我有一回晚上十一点路过,看到供电局的师傅正踩着梯子换巷子里的路灯。他说这里用电负荷太大,老线路扛不住,半个月前跳闸跳过三次。换完灯泡,他拧亮那一瞬间,整条巷子忽然亮得让人有点不适应——每个摊位前都坐满了人,油锅里的气泡滚滚,一次性筷子被掰开的声音此起彼伏。
上周五晚上我又去了一趟。陈阿姨的馄饨摊还在,但摊子旁边多了一块牌子,写着“营业时间:晚六点到次日凌晨两点”。她女儿放暑假,回来帮忙收碗。女儿说,她妈准备明年正式交班,叫她别去城里上班了,接手这个摊子。陈阿姨没说话,只是把一碗馄饨端到我对面,碗沿上沾着一点葱花香菜,汤还是那个汤,清亮亮的,漂着紫菜和虾皮。

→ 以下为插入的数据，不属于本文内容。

PR #2142, opened 2024-11-27
CV2-5761 list most relevant articles fact check and explainer for project media item

melsawy:
## Description

List most relevant FactCheck and Explainer for a ProjectMedia.
- [x] Include FactCheck and explainer for a ProjectMedia item
- [x] Fix article sort to be with score
- [x] Update the limit to be 3 (get the value from config) for team query and 10 (get the value from config) for item query

References: CV2-5761

## How has this been tested?

Implemented automated tests.

## Checklist

### DIFF
--- a/app/models/concerns/smooch_search.rb
+++ b/app/models/concerns/smooch_search.rb
@@ -21,7 +21,7 @@ module SmoochSearch
 
         # Search for explainers if fact-checks were not found
         if reports.empty? && query['type'] == 'text'
-          explainers = self.search_for_explainers(uid, query['text'], team_id, language).first(3).select{ |explainer| explainer.as_tipline_search_result.should_send_in_language?(language) }
+          explainers = self.search_for_explainers(uid, query['text'], team_id, language).select{ |explainer| explainer.as_tipline_search_result.should_send_in_language?(language) }
           Rails.logger.info "[Smooch Bot] Text similarity search got #{explainers.count} explainers while looking for '#{query['text']}' for team #{team_id}"
           results = explainers.collect{ |explainer| explainer.project_medias.to_a }.flatten.uniq.reject{ |pm| pm.blank? }.first(3)
           reports = explainers.map(&:as_tipline_search_result)
@@ -100,9 +100,10 @@ module SmoochSearch
       end
     end
 
-    def parse_search_results_from_alegre(results, after = nil, feed_id = nil, team_ids = nil)
+    def parse_search_results_from_alegre(results, after = nil, feed_id = nil, team_ids = nil, limit = nil)
+      limit ||= CheckConfig.get(:most_relevant_team_limit, 3, :integer)
       pms = reject_temporary_results(results).sort_by{ |a| [a[1][:model] != Bot::Alegre::ELASTICSEARCH_MODEL ? 1 : 0, a[1][:score]] }.to_h.keys.reverse.collect{ |id| Relationship.confirmed_parent(ProjectMedia.find_by_id(id)) }
-      filter_search_results(pms, after, feed_id, team_ids).uniq(&:id).sort_by{ |pm| pm.report_status == 'published' ? 0 : 1 }.first(3)
+      filter_search_results(pms, after, feed_id, team_ids).uniq(&:id).first(limit)
     end
 
     def date_filter(team_id)
@@ -160,7 +161,8 @@ module SmoochSearch
 
     # "type" is text, video, audio or image
     # "query" is either a piece of text of a media URL
-    def search_for_similar_published_fact_checks_no_cache(type, query, team_ids, after = nil, feed_id = nil, language = nil)
+    def search_for_similar_published_fact_checks_no_cache(type, query, team_ids, after = nil, feed_id = nil, language = nil, limit = nil)
+      limit ||= CheckConfig.get(:most_relevant_team_limit, 3, :integer)
       results = []
       pm = nil
       pm = ProjectMedia.new(team_id: team_ids[0]) if team_ids.size == 1 # We'll use the settings of a team instead of global settings when there is only one team
@@ -182,7 +184,7 @@ module SmoochSearch
           results = self.search_by_keywords_for_similar_published_fact_checks(words, after, team_ids, feed_id, language)
         else
           alegre_results = Bot::Alegre.get_merged_similar_items(pm, [{ value: self.get_text_similarity_threshold }], Bot::Alegre::ALL_TEXT_SIMILARITY_FIELDS, text, team_ids)
-          results = self.parse_search_results_from_alegre(alegre_results, after, feed_id, team_ids)
+          results = self.parse_search_results_from_alegre(alegre_results, after, feed_id, team_ids, limit)
           Rails.logger.info "[Smooch Bot] Text similarity search got #{results.count} results while looking for '#{text}' after date #{after.inspect} for teams #{team_ids}"
         end
       else
@@ -192,7 +194,7 @@ module SmoochSearch
         media_url = self.save_locally_and_return_url(media_url, type, feed_id)
         threshold = Bot::Alegre.get_threshold_for_query(type, pm)[0][:value]
         alegre_results = Bot::Alegre.get_items_with_similar_media_v2(media_url: media_url, threshold: [{ value: threshold }], team_ids: team_ids, type: type)
-        results = self.parse_search_results_from_alegre(alegre_results, after, feed_id, team_ids)
+        results = self.parse_search_results_from_alegre(alegre_results, after, feed_id, team_ids, limit)
         Rails.logger.info "[Smooch Bot] Media similarity search got #{results.count} results while looking for '#{query}' after date #{after.inspect} for teams #{team_ids}"
       end
       results
@@ -303,7 +305,8 @@ module SmoochSearch
       end
     end
 
-    def search_for_explainers(uid, query, team_id, language = nil)
+    def search_for_explainers(uid, query, team_id, language = nil, limit = nil)
+      limit ||= CheckConfig.get(:most_relevant_team_limit, 3, :integer)
       results = nil
       begin
         text = ::Bot::Smooch.extract_claim(query)
@@ -312,7 +315,7 @@ module SmoochSearch
           results = results.where(language: language) if !language.nil? && should_restrict_by_language?([team_id])
           results = results.order('updated_at DESC')
         else
-          results = Explainer.search_by_similarity(text, language, team_id)
+          results = Explainer.search_by_similarity(text, language, team_id, limit)
         end
       rescue StandardError => e
         self.handle_search_error(uid, e, language) unless uid.blank?
--- a/app/models/concerns/smooch_search.rb
+++ b/app/models/concerns/smooch_search.rb
@@ -9,6 +9,7 @@ module SmoochSearch
     def search(app_id, uid, language, message, team_id, workflow, provider = nil)
       platform = self.get_platform_from_message(message)
       begin
+        limit = CheckConfig.get(:most_relevant_team_limit, 3, :integer)
         sm = CheckStateMachine.new(uid)
         self.get_installation(self.installation_setting_id_keys, app_id) if self.config.blank?
         RequestStore.store[:smooch_bot_provider] = provider unless provider.blank?
@@ -21,7 +22,7 @@ module SmoochSearch
 
         # Search for explainers if fact-checks were not found
         if reports.empty? && query['type'] == 'text'
-          explainers = self.search_for_explainers(uid, query['text'], team_id, language).select{ |explainer| explainer.as_tipline_search_result.should_send_in_language?(language) }
+          explainers = self.search_for_explainerssearch_for_explainers(uid, query['text'], team_id, limit, language).select{ |explainer| explainer.as_tipline_search_result.should_send_in_language?(language) }
           Rails.logger.info "[Smooch Bot] Text similarity search got #{explainers.count} explainers while looking for '#{query['text']}' for team #{team_id}"
           results = explainers.collect{ |explainer| explainer.project_medias.to_a }.flatten.uniq.reject{ |pm| pm.blank? }.first(3)
           reports = explainers.map(&:as_tipline_search_result)
@@ -100,8 +101,7 @@ module SmoochSearch
       end
     end
 
-    def parse_search_results_from_alegre(results, after = nil, feed_id = nil, team_ids = nil, limit = nil)
-      limit ||= CheckConfig.get(:most_relevant_team_limit, 3, :integer)
+    def parse_search_results_from_alegre(results, limit, after = nil, feed_id = nil, team_ids = nil)
       pms = reject_temporary_results(results).sort_by{ |a| [a[1][:model] != Bot::Alegre::ELASTICSEARCH_MODEL ? 1 : 0, a[1][:score]] }.to_h.keys.reverse.collect{ |id| Relationship.confirmed_parent(ProjectMedia.find_by_id(id)) }
       filter_search_results(pms, after, feed_id, team_ids).uniq(&:id).first(limit)
     end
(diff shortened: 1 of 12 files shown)


app/models/team.rb
```diff
@@ -564,8 +564,10 @@ def filter_by_keywords(query, filters, type = 'FactCheck')
   end
 
   def search_for_similar_articles(query, pm = nil)
-    # query expected to be text
-    result_ids = Bot::Smooch.search_for_similar_published_fact_checks_no_cache('text', query, [self.id]).map(&:id)
+    # query:  expected to be text
+    # pm: to request a most relevant to specific item and also include both FactCheck & Explainer
+    limit = pm.nil? ? CheckConfig.get(:most_relevant_team_limit, 3, :integer) : CheckConfig.get(:most_relevant_item_limit, 10, :integer)
```
caiosba, line 569: Do we have any case currently where this method is going to be called with a `nil` `pm`? I don't think so... and in that case, we can simplify this method and only handle the case where there is a `pm`, so we just need a single configuration key and we always return both fact-checks and explainers.

app/models/explainer.rb
```diff
@@ -107,7 +107,8 @@ def self.update_paragraphs_in_alegre(id, previous_paragraphs_count, timestamp)
     end
   end
 
-  def self.search_by_similarity(text, language, team_id)
+  def self.search_by_similarity(text, language, team_id, limit = nil)
+    limit ||= CheckConfig.get(:most_relevant_team_limit, 3, :integer)
```
caiosba, line 111: I suggest we always enforce a `limit` to be passed (see other comments).

app/models/concerns/smooch_search.rb
```diff
@@ -304,7 +306,8 @@ def ask_for_feedback_when_all_search_results_are_received(app_id, language, work
       end
     end
 
-    def search_for_explainers(uid, query, team_id, language = nil)
+    def search_for_explainers(uid, query, team_id, language = nil, limit = nil)
+      limit ||= CheckConfig.get(:most_relevant_team_limit, 3, :integer)
```
caiosba, line 310: As I said in another comment, I suggest we always enforce a `limit` to be passed, instead of accepting `nil` and falling back to a default value.

app/models/concerns/smooch_search.rb
```diff
@@ -160,7 +161,8 @@ def search_for_similar_published_fact_checks(type, query, team_ids, after = nil,
 
     # "type" is text, video, audio or image
     # "query" is either a piece of text of a media URL
-    def search_for_similar_published_fact_checks_no_cache(type, query, team_ids, after = nil, feed_id = nil, language = nil)
+    def search_for_similar_published_fact_checks_no_cache(type, query, team_ids, after = nil, feed_id = nil, language = nil, limit = nil)
+      limit ||= CheckConfig.get(:most_relevant_team_limit, 3, :integer)
```
caiosba, line 165: Like the other comments: I suggest we always enforce a `limit` to be passed.

app/models/concerns/smooch_search.rb
```diff
@@ -100,9 +100,10 @@ def reject_temporary_results(results)
       end
     end
 
-    def parse_search_results_from_alegre(results, after = nil, feed_id = nil, team_ids = nil)
+    def parse_search_results_from_alegre(results, after = nil, feed_id = nil, team_ids = nil, limit = nil)
+      limit ||= CheckConfig.get(:most_relevant_team_limit, 3, :integer)
```
caiosba, line 104: Like the other comments: I suggest we always enforce a `limit` to be passed.

app/models/concerns/smooch_search.rb
```diff
@@ -21,7 +21,7 @@ def search(app_id, uid, language, message, team_id, workflow, provider = nil)
 
         # Search for explainers if fact-checks were not found
         if reports.empty? && query['type'] == 'text'
-          explainers = self.search_for_explainers(uid, query['text'], team_id, language).first(3).select{ |explainer| explainer.as_tipline_search_result.should_send_in_language?(language) }
+          explainers = self.search_for_explainers(uid, query['text'], team_id, language).select{ |explainer| explainer.as_tipline_search_result.should_send_in_language?(language) }
```
caiosba, line 24: This line is only called by the tipline search. So here we could pass to `search_for_explainers` the configured value for the maximum number of results for tipline search (3 by default).

app/models/explainer.rb
```diff
@@ -121,7 +122,7 @@ def self.search_by_similarity(text, language, team_id)
     }
     response = Bot::Alegre.query_sync_with_params(params, "text")
     results = response['result'].to_a.sort_by{ |result| result['_score'] }
```
caiosba, line 124: Please replace this sorting by the same one we have for fact-checks (https://github.com/meedan/check-api/blob/7bac066b91f1dca8395af1c707520c980d44e7bf/app/models/concerns/smooch_search.rb#L105):

`sort_by{ |a| [a[1][:model] != Bot::Alegre::ELASTICSEARCH_MODEL ? 1 : 0, a[1][:score]] }`

Or, add this as an action item to CV2-5617.

caiosba (changes requested):
Sawy, I left a few comments, most of them related to the same thing:

1. Let's not have a default value for the `limit` argument: Enforcing a value will also force us be sure that we're using it consistently.
2. Then, there are two code paths:
  2.1 For tipline search, pass the `limit` as the configuration key value (default: 3) from `Bot::Smooch.search` method, to `search_for_explainers` and  to `search_for_similar_published_fact_checks`.
  2.2 For the "most recent to most relevant" feature, pass the `limit` as the configuration key value (default: 10) from `Team.search_for_similar_articles` to `search_for_similar_published_fact_checks_no_cache` and to `search_for_explainers`

I also suggested a refactoring for `Team.search_for_similar_articles` since AFAIK we just have one use case we need to support for this method for now. So, we can simplify and reduce the complexity there by supporting the only case we need.

One more thing: Where are the tests?

app/models/team.rb
melsawy: There are two cases for calling this method:

1. From `TeamType`  the one should called by Jay 
2. From `ProjectMediaType`  to get most relevant 

case 1: should return FactCheck and fallback to Explainer if no FactCheck with limit 3
case 2: should return both FactCheck & Explainer  with limit 10

caiosba: Ah, you're right, my bad!

melsawy:
> Sawy, I left a few comments, most of them related to the same thing:
> 
> 1. Let's not have a default value for the `limit` argument: Enforcing a value will also force us be sure that we're using it consistently.
> 2. Then, there are two code paths:
>    2.1 For tipline search, pass the `limit` as the configuration key value (default: 3) from `Bot::Smooch.search` method, to `search_for_explainers` and  to `search_for_similar_published_fact_checks`.
>    2.2 For the "most recent to most relevant" feature, pass the `limit` as the configuration key value (default: 10) from `Team.search_for_similar_articles` to `search_for_similar_published_fact_checks_no_cache` and to `search_for_explainers`
> 
> I also suggested a refactoring for `Team.search_for_similar_articles` since AFAIK we just have one use case we need to support for this method for now. So, we can simplify and reduce the complexity there by supporting the only case we need.
> 
Done
> One more thing: Where are the tests?
Tests were added in previous PR

- [Team test](https://github.com/meedan/check-api/blob/CV2-5761-list-most-relevant-articles-fact-check-and-explainer-for-project-media-item/test/models/team_2_test.rb#L1553-L1574)
- [ProjectMedia test](https://github.com/meedan/check-api/blob/CV2-5761-list-most-relevant-articles-fact-check-and-explainer-for-project-media-item/test/models/project_media_7_test.rb#L119-L142)

app/models/explainer.rb
melsawy: Done

app/models/concerns/smooch_search.rb
melsawy: Done

app/models/concerns/smooch_search.rb
melsawy: Done

app/models/concerns/smooch_search.rb
melsawy: Done

app/models/concerns/smooch_search.rb
melsawy: Done

app/models/explainer.rb
melsawy: will add it as action item to CV2-5617

jayjay-w (approved):

app/models/concerns/smooch_search.rb
```diff
@@ -9,19 +9,20 @@ module ClassMethods
     def search(app_id, uid, language, message, team_id, workflow, provider = nil)
       platform = self.get_platform_from_message(message)
       begin
+        limit = CheckConfig.get('most_relevant_team_limit', 3, :integer)
         sm = CheckStateMachine.new(uid)
         self.get_installation(self.installation_setting_id_keys, app_id) if self.config.blank?
         RequestStore.store[:smooch_bot_provider] = provider unless provider.blank?
         query = self.get_search_query(uid, message)
-        results = self.get_search_results(uid, query, team_id, language).collect{ |pm| Relationship.confirmed_parent(pm) }.uniq
+        results = self.get_search_results(uid, query, team_id, language, limit).collect{ |pm| Relationship.confirmed_parent(pm) }.uniq
```
caiosba, line 17: The limit here should be much higher, I think we can even hard code it to 100, or something like that. Because further down we apply the limit over the results that actually have published reports (see comment below).

app/models/concerns/smooch_search.rb
```diff
@@ -9,19 +9,20 @@ module ClassMethods
...
         reports = results.select{ |pm| pm.report_status == 'published' }.collect{ |pm| pm.get_dynamic_annotation('report_design') }.reject{ |r| r.nil? }.collect{ |r| r.report_design_to_tipline_search_result }.select{ |r| r.should_send_in_language?(language) }
 
         # Extract explainers from matched media if they don't have published fact-checks but they have explainers
         reports = results.collect{ |pm| pm.explainers.to_a }.flatten.uniq.first(3).map(&:as_tipline_search_result) if !results.empty? && reports.empty?
```
caiosba, line 21: This `first(3)` is the one that should be replaced by the configuration key (see comment above).

app/models/concerns/smooch_search.rb
```diff
@@ -9,19 +9,20 @@ module ClassMethods
...
 
         # Search for explainers if fact-checks were not found
         if reports.empty? && query['type'] == 'text'
-          explainers = self.search_for_explainers(uid, query['text'], team_id, language).select{ |explainer| explainer.as_tipline_search_result.should_send_in_language?(language) }
+          explainers = self.search_for_explainers(uid, query['text'], team_id, limit, language).select{ |explainer| explainer.as_tipline_search_result.should_send_in_language?(language) }
```
caiosba, line 25: Same as for fact-checks: The limit here should be much higher, I think we can even hard code it to 100, or something like that. Because further down we apply the limit over the results that actually match the criteria (see comment below).

app/models/concerns/smooch_search.rb
```diff
@@ -9,19 +9,20 @@ module ClassMethods
...
           Rails.logger.info "[Smooch Bot] Text similarity search got #{explainers.count} explainers while looking for '#{query['text']}' for team #{team_id}"
           results = explainers.collect{ |explainer| explainer.project_medias.to_a }.flatten.uniq.reject{ |pm| pm.blank? }.first(3)
```
caiosba, line 27: This first(3) is the one that should be replaced by the configuration key (see comment above).

app/models/team.rb
```diff
@@ -566,8 +566,8 @@ def filter_by_keywords(query, filters, type = 'FactCheck')
   def search_for_similar_articles(query, pm = nil)
     # query:  expected to be text
     # pm: to request a most relevant to specific item and also include both FactCheck & Explainer
-    limit = pm.nil? ? CheckConfig.get(:most_relevant_team_limit, 3, :integer) : CheckConfig.get(:most_relevant_item_limit, 10, :integer)
-    result_ids = Bot::Smooch.search_for_similar_published_fact_checks_no_cache('text', query, [self.id], nil, nil, nil, limit).map(&:id)
+    limit = pm.nil? ? CheckConfig.get('most_relevant_team_limit', 3, :integer) : CheckConfig.get('most_relevant_item_limit', 10, :integer)
+    result_ids = Bot::Smooch.search_for_similar_published_fact_checks_no_cache('text', query, [self.id], limit).map(&:id)
```
caiosba, line 570: For this one it's OK to pass the `limit` here because we don't do any other filtering.

caiosba (changes requested):
Almost there @melsawy ! There is still a change we need to make at the tipline search level because we need to be aware of the other filters that are applied.

app/models/concerns/smooch_search.rb
melsawy: @caiosba the limit work as the existing behavior for example the `get_search_results`  called one of the following methods

- [parse_search_results_from_alegre](https://github.com/meedan/check-api/blob/develop/app/models/concerns/smooch_search.rb#L103-L106) 
- [search_by_keywords_for_similar_published_fact_checks](https://github.com/meedan/check-api/blob/develop/app/models/concerns/smooch_search.rb#L103-L106)

and both methods in the current develop branch limit the results to 3 so in this refactor I passed the limit through the parent method `get_search_results`

so you suggest to send the limit to `get_search_results` with higher value (100 for example) and after apply all filters limit the result to 3 (the limit from config value) right?

my suggestion to keep the current implementation as this refactor run with old one and just read the limit from the config value and file a ticket with a refactor to make sure to return a limit after apply all filter as there is no issue reported that there is an expected result should return by tipline search for example.

caiosba: Understood, @melsawy ... I reviewed the changes since my last review, let me do a full PR re-review in order to be sure that everything is consistent.

app/models/explainer.rb
caiosba: You can click on "Resolve conversation" once you do so.

app/models/concerns/smooch_search.rb
melsawy: Done

caiosba (approved):

app/models/team.rb
```diff
@@ -564,8 +564,10 @@ def filter_by_keywords(query, filters, type = 'FactCheck')
   end
 
   def search_for_similar_articles(query, pm = nil)
-    # query expected to be text
-    result_ids = Bot::Smooch.search_for_similar_published_fact_checks_no_cache('text', query, [self.id]).map(&:id)
+    # query:  expected to be text
+    # pm: to request a most relevant to specific item and also include both FactCheck & Explainer
+    limit = pm.nil? ? CheckConfig.get('most_relevant_team_limit', 3, :integer) : CheckConfig.get('most_relevant_item_limit', 10, :integer)
+    result_ids = Bot::Smooch.search_for_similar_published_fact_checks_no_cache('text', query, [self.id], limit).map(&:id)
```
skyemeedan, line 570: If we are calling via the `_published_fact_checks` endpoint, how do we support the requirement to return also the unpublished fact_checks for the 'relevant' use case?

test/controllers/graphql_controller_5_test.rb
```diff
@@ -405,6 +405,25 @@ def setup
...
+  test "should get relevant articles for ProjectMedia item" do
+    t = create_team
+    pm = create_project_media quote: 'Foo Bar', team: t
+    ex = create_explainer language: 'en', team: t, title: 'Foo Bar'
+    pm.explainers << ex
+    cd = create_claim_description description: pm.title, project_media: pm
+    fc = create_fact_check claim_description: cd, title: pm.title
+    items = FactCheck.where(id: fc.id) + Explainer.where(id: ex.id)
+    ProjectMedia.any_instance.stubs(:get_similar_articles).returns(items)
+    query = "query { project_media(ids: \"#{pm.id}\") { relevant_articles_count, relevant_articles {  edges { node { ... on FactCheck { dbid }, ... on Explainer { dbid } } } } } }"
```
skyemeedan, line 417: @danielevalverde does this test align with the query used in the front end to pull the relevant_articles?

app/models/explainer.rb
melsawy: Added as subtask as I am going to merge CV2-5617 [https://meedan.atlassian.net/browse/CV2-5779](https://meedan.atlassian.net/browse/CV2-5779)

app/models/team.rb
melsawy: There is a filter for published report so we can skip it to return both published & unpublished fact-checks
we can move the conversation to jira ticket as I'll merge the PR to epic branch

test/controllers/graphql_controller_5_test.rb
melsawy: @skyemeedan I added this test as a reference for front-end and I'll add a comment to jira ticket and if there is a missing fields required by @danielevalverde I can add these fields to epic branch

烤鱼店门口的炭炉挪了个位置,因为巷子里的下水道修过一遍,原来烤架的油渍滴到路面滑倒过两个人。刘老板在窗户上贴了张纸:“堂食位置有限,打包请提前半小时电话。”我站在巷子中间,看得到一个穿校服的男孩坐在糖水铺的矮凳上,喝一碗陈皮绿豆汤,他把书包搁在膝盖上,低头翻着一本皱巴巴的漫画。对面的卤味摊老板在收摊,用一把毛刷把玻璃柜里的卤汁残渣剔干净,动作很慢,像是在做一件精细的活。那盏歪脖子槐树下的路灯到夜里十二点会自动灭掉,是定时器设定的,但有人在那灯腿上绑了一串小彩灯,接的是烧烤店的电,红红绿绿的,在煤烟气里一闪一闪,照着一块老地砖上刻的几个模糊数字,那是某年修巷子时留下的水泥编号,已经磨得看不大清,只认得出头一个“7”。